* What you are asked to do *
Would you retype every entry that follows without altering a word?

*** Exercise materials ***

PR #22342, opened 2025-06-24
feat(storage): batch add flushed imm to uploader

wenym1:

Previously in `LocalHummockStorage`, we add the newly generated imm to uploader whenever on `flush`. This works for normal state table, where we only flush once in each epoch. However, for state of kv log store, we may flush multiple times on multiple chunks, which generates a large number of imm and meanwhile many `HummockEvent::ImmToUploader`, and causes too much pending events and unable to handle hummock event timely.

In this PR, we add a new option `upload_on_flush` in `NewLocalOptions`. When it's false, we won't always add the imm generated in `flush` to uploader. Instead, we will add them in a batch when their total size reaches `mem_table_spill_threshold`. We will also add the pending imms to uploader on `seal_current_epoch`.

## Checklist

## Documentation

<details>

</details>

### DIFF
--- a/src/storage/src/hummock/store/version.rs
+++ b/src/storage/src/hummock/store/version.rs
@@ -141,11 +141,18 @@ pub enum VersionUpdate {
 #[derive(Clone)]
 pub struct StagingVersion {
     pending_imm_size: usize,
-    // newer data comes last
+    /// It contains the imms added but not sent to the uploader of hummock event handler.
+    /// It is non-empty only when `upload_on_flush` is false.
+    ///
+    /// It will be sent to the uploader when `pending_imm_size` exceed threshold or on `seal_current_epoch`.
+    ///
+    /// newer data comes last
     pub pending_imms: Vec<ImmutableMemtable>,
-    // newer data comes first
-    // Note: Currently, building imm and writing to staging version is not atomic, and therefore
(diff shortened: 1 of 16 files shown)


wenym1:
* **#22342** <a href="https://app.graphite.dev/github/pr/risingwavelabs/risingwave/22342?utm_source=stack-comment-icon" target="_blank">Graphite</a> 👈 <a href="https://app.graphite.dev/github/pr/risingwavelabs/risingwave/22342?utm_source=stack-comment-view-in-graphite" target="_blank">(View in Graphite)</a>
* `main`


<h2></h2>

src/storage/src/hummock/store/version.rs
```diff
@@ -147,10 +140,13 @@ pub enum VersionUpdate {
 
 #[derive(Clone)]
 pub struct StagingVersion {
+    pending_imm_size: usize,
+    // newer data comes last
+    pub pending_imms: Vec<ImmutableMemtable>,
```
hzxa21, line 150: nits: add some documentations to explain the difference between `uploading_imms` and `pending_imms` for someone not super familier with how event handler and uploader works.

hzxa21 (approved):
LGTM. Thanks for the quick fix.

Li0k (approved):
LGTM, thanks for the fix

PR #22344, opened 2025-06-24
Refactor sqlparser operator ast

xiangjinwu:

Follow-up of #22333. Support (dispatch) most custom operators in binder, without tokenizer/parser being aware of the individual operator. This cleans up a lot of unnecessary token/operator enum variants.

A few more tokens are unnecessary but not removed in this PR yet. This is to make the review easier and focused.
* Arrow `->`
* Concat `||`
* ArrowAt `<@` and AtArrow `@>`
* ShiftLeft `<<` and ShiftRight `>>`

## Checklist

## Documentation

<details>

</details>


src/frontend/src/binder/expr/mod.rs
```diff
@@ -504,10 +504,10 @@ impl Binder {
...
             // Use the `bind_binary_op` path to handle the ALL|ANY pattern.
             let op = match (expr_type, negated) {
-                (ExprType::Like, false) => BinaryOperator::PGLikeMatch,
-                (ExprType::Like, true) => BinaryOperator::PGNotLikeMatch,
-                (ExprType::ILike, false) => BinaryOperator::PGILikeMatch,
-                (ExprType::ILike, true) => BinaryOperator::PGNotILikeMatch,
+                (ExprType::Like, false) => BinaryOperator::Custom("~~".to_owned()),
+                (ExprType::Like, true) => BinaryOperator::Custom("!~~".to_owned()),
+                (ExprType::ILike, false) => BinaryOperator::Custom("~~*".to_owned()),
+                (ExprType::ILike, true) => BinaryOperator::Custom("!~~*".to_owned()),
```
BugenZhao, line 510: Shall we consider finding some way to reuse these literals, or refactoring the code here to avoid converting `ExprType` back to AST?

xiangjinwu: This followed the PostgreSQL practice, where LIKE-without-ESCAPE-clause are treated as operator internally and allowed to work together with SOME/ALL. Notably `SIMILAR TO` is syntactically the same as `LIKE` but it cannot work with SOME/ALL in PostgreSQL.

https://www.postgresql.org/docs/17/functions-matching.html#FUNCTIONS-LIKE:~:text=the%20parser%20actually,be%20included%20there.

The proper fix for us would be to update the sqlparser, so that LIKE-without-ESCAPE-clause are already `BinaryOp::Custom` rather than `Expr::Like` in AST. Then we no longer need to convert `ExprType::Like` back to AST in binder. Let me do that in a separate PR.

PR #2886, opened 2021-11-01
OpenTitan: Add support for an RSA test using OTBN

alistair23:
### Pull Request Overview

This PR adds a OTBN test case for OpenTitan that performs an RSA encryption operation. It does this by first loading the OTBN binary from the list of Tock apps (the OTBN binary is disabled), then setting the required options and performing the operation.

***

* Answer box *
PR #22342, opened 2025-06-24
feat(storage): batch add flushed imm to uploader

wenym1:

Previously in `LocalHummockStorage`, we add the newly generated imm to uploader whenever on `flush`. This works for normal state table, where we only flush once in each epoch. However, for state of kv log store, we may flush multiple times on multiple chunks, which generates a large number of imm and meanwhile many `HummockEvent::ImmToUploader`, and causes too much pending events and unable to handle hummock event timely.

In this PR, we add a new option `upload_on_flush` in `NewLocalOptions`. When it's false, we won't always add the imm generated in `flush` to uploader. Instead, we will add them in a batch when their total size reaches `mem_table_spill_threshold`. We will also add the pending imms to uploader on `seal_current_epoch`.

## Checklist

## Documentation

<details>

</details>

### DIFF
--- a/src/storage/src/hummock/store/version.rs
+++ b/src/storage/src/hummock/store/version.rs
@@ -141,11 +141,18 @@ pub enum VersionUpdate {
 #[derive(Clone)]
 pub struct StagingVersion {
     pending_imm_size: usize,
-    // newer data comes last
+    /// It contains the imms added but not sent to the uploader of hummock event handler.
+    /// It is non-empty only when `upload_on_flush` is false.
+    ///
+    /// It will be sent to the uploader when `pending_imm_size` exceed threshold or on `seal_current_epoch`.
+    ///
+    /// newer data comes last
     pub pending_imms: Vec<ImmutableMemtable>,
-    // newer data comes first
-    // Note: Currently, building imm and writing to staging version is not atomic, and therefore
(diff shortened: 1 of 16 files shown)


wenym1:
* **#22342** <a href="https://app.graphite.dev/github/pr/risingwavelabs/risingwave/22342?utm_source=stack-comment-icon" target="_blank">Graphite</a> 👈 <a href="https://app.graphite.dev/github/pr/risingwavelabs/risingwave/22342?utm_source=stack-comment-view-in-graphite" target="_blank">(View in Graphite)</a>
* `main`


<h2></h2>

src/storage/src/hummock/store/version.rs
```diff
@@ -147,10 +140,13 @@ pub enum VersionUpdate {
 
 #[derive(Clone)]
 pub struct StagingVersion {
+    pending_imm_size: usize,
+    // newer data comes last
+    pub pending_imms: Vec<ImmutableMemtable>,
```
hzxa21, line 150: nits: add some documentations to explain the difference between `uploading_imms` and `pending_imms` for someone not super familier with how event handler and uploader works.

hzxa21 (approved):
LGTM. Thanks for the quick fix.

Li0k (approved):
LGTM, thanks for the fix

PR #22344, opened 2025-06-24
Refactor sqlparser operator ast

xiangjinwu:

Follow-up of #22333. Support (dispatch) most custom operators in binder, without tokenizer/parser being aware of the individual operator. This cleans up a lot of unnecessary token/operator enum variants.

A few more tokens are unnecessary but not removed in this PR yet. This is to make the review easier and focused.
* Arrow `->`
* Concat `||`
* ArrowAt `<@` and AtArrow `@>`
* ShiftLeft `<<` and ShiftRight `>>`

## Checklist

## Documentation

<details>

</details>


src/frontend/src/binder/expr/mod.rs
```diff
@@ -504,10 +504,10 @@ impl Binder {
...
             // Use the `bind_binary_op` path to handle the ALL|ANY pattern.
             let op = match (expr_type, negated) {
-                (ExprType::Like, false) => BinaryOperator::PGLikeMatch,
-                (ExprType::Like, true) => BinaryOperator::PGNotLikeMatch,
-                (ExprType::ILike, false) => BinaryOperator::PGILikeMatch,
-                (ExprType::ILike, true) => BinaryOperator::PGNotILikeMatch,
+                (ExprType::Like, false) => BinaryOperator::Custom("~~".to_owned()),
+                (ExprType::Like, true) => BinaryOperator::Custom("!~~".to_owned()),
+                (ExprType::ILike, false) => BinaryOperator::Custom("~~*".to_owned()),
+                (ExprType::ILike, true) => BinaryOperator::Custom("!~~*".to_owned()),
```
BugenZhao, line 510: Shall we consider finding some way to reuse these literals, or refactoring the code here to avoid converting `ExprType` back to AST?

xiangjinwu: This followed the PostgreSQL practice, where LIKE-without-ESCAPE-clause are treated as operator internally and allowed to work together with SOME/ALL. Notably `SIMILAR TO` is syntactically the same as `LIKE` but it cannot work with SOME/ALL in PostgreSQL.

https://www.postgresql.org/docs/17/functions-matching.html#FUNCTIONS-LIKE:~:text=the%20parser%20actually,be%20included%20there.

The proper fix for us would be to update the sqlparser, so that LIKE-without-ESCAPE-clause are already `BinaryOp::Custom` rather than `Expr::Like` in AST. Then we no longer need to convert `ExprType::Like` back to AST in binder. Let me do that in a separate PR.

PR #2886, opened 2021-11-01
OpenTitan: Add support for an RSA test using OTBN

alistair23:
### Pull Request Overview

This PR adds a OTBN test case for OpenTitan that performs an RSA encryption operation. It does this by first loading the OTBN binary from the list of Tock apps (the OTBN binary is disabled), then setting the required options and performing the operation.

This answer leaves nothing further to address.